The fiscal challenges nonprofit organizations already were facing, due to competing entertainments and other structural changes in the arts marketplace, were amplified by the economic downturn. Most notably, the Honolulu Symphony musicians and management, long conflicted over how to stretch an ever-thinning financial base to cover expenses, now confront a plan to come back from bankruptcy with a smaller orchestra running a shorter season, and on a shoestring budget.

But the good news in all this gloom, according to a report by Star-Advertiser writer Michael Tsai, is that organizations are showing their willingness to try different business models to stay afloat. Some have taken steps to ensure the survival of their artistic mission in different forms.

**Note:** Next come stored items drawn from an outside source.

Issue #2169, opened 2024-07-13
[vm] readonly tx max gas limit


jolestar:
I increased the max gas amount for the read-only tx to `5_000_000_000` in #2167 

To resolve the read-only call error:

```
Relayer bitcoin_relayer error: Failed to get ready pending txs: EXECUTION_FAILURE { status_code: OUT_OF_GAS, sub_status: None, location: 0000000000000000000000000000000000000000000000000000000000000001::string, function_definition: 16, code_offset: 1, message: None }
```

1. Figure out why the `pending_block::get_ready_pending_txs` uses so much gas.
2. Calculate a suitable default value for the read-only tx max gas amount.

PR #2207, opened 2024-07-17
Reduce the gas cost of Call/CallGeneric instructions and related instructions.

steelgeek091:
resolve https://github.com/rooch-network/rooch/issues/2169


jolestar:
Should we merge this PR before v0.7 release? @steelgeek091

PR #2255, opened 2024-07-23
fix(genesis_utxo): fix owener of RoochToBitcoinAddressMapping

popcnt1:
## Summary

`SYSTEM_OWNER_ADDRESS` has been replaced with `ROOCH_FRAMEWORK_ADDRES`

p.s.

I wonder when I create dynamic_field of RoochToBitcoinAddressMapping, the field's owner will be `SYSTEM_OWNER_ADDRESS` , but it belongs to an object which owner is  `ROOCH_FRAMEWORK_ADDRES`, that's weird @jolestar @baichuan3


baichuan3:
If the object flag is `shared` or `frozen`, the corresponding owner will be `SYSTEM_OWNER_ADDRESS` (0x0). Otherwise, the object is UserOwnedObject, and its owner will be the user address, including the system reserved address (0x0 - 0xa).
,.
RoochToBitcoinAddressMapping is a UserOwnedObject, and its owner is the rooch framework (0x3).

baichuan3 (approved):

jolestar:
> However, `BitcoinUTXOStore` and `InscriptionStore` is `shared`, which should be `UserOwnedObject`, and its owner should be `bitcoin-move`. Otherwise, it means that any user can get its mut reference and modify it. @popcnt1 @jolestar

The shared is ok, only the utxo module can provide the modify function for BitcoinUTXOStore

For example, The Contemporary Museum and the Honolulu Academy of Arts are exploring a possible merger. Among the less risky gambits: Chinatown’s ARTS at Mark’s Garage is partnering with startup groups to inject new blood into the arts scene, which also has found new support through community events such as First Friday.

A few survivors, such as Hawaii Opera Theatre, are ahead of the game because of assets such as real-estate rental and an endowment providing additional revenue streams. Other groups might not find it easy to follow their lead.

Nonetheless, in some way all need to diversify to build a stronger financial foundation. Expanding boards of directors, as HOT has done, is one tactic within reach of even impoverished groups; this would improve fund-raising potential and, ultimately, expand the connections on which they might draw.

Being willing to scale back and forge new partnerships is a strategy that should be explored further — above all by the critically important Honolulu Symphony, on which several other organizations (the opera, Ballet Hawaii) depend to produce much of their season.

But a "lean and mean" organization shouldn’t have to mean one that’s locked in the basement. Donors and subscribers want to see that their support isn’t frittered away, but they also should know there’s a long-range plan for growth. The symphony’s plan, for example, would shrink the symphony’s budget from a reported $8 million per year to $1.7 million, at least initially. The musicians, and their fans, need hope for a future that’s brighter than that.

The arts get short shrift in the allocation of resources even in the best of times, and the public should recalibrate their value to society. For starters, artists educate as well as entertain. Telling young artists that the nearest teacher who can mentor them lives thousands of miles away is a harsh prospect.

"You don’t know what you really need until you don’t have it," said Marilyn Cristofori, chief executive officer of the Hawaii Arts Alliance, and she’s absolutely right.

But in hard times, the reality is that the organizations themselves must become more inventive and self-reliant. That’s simply what’s required to survive through lean years — and then to prosper when the economy improves.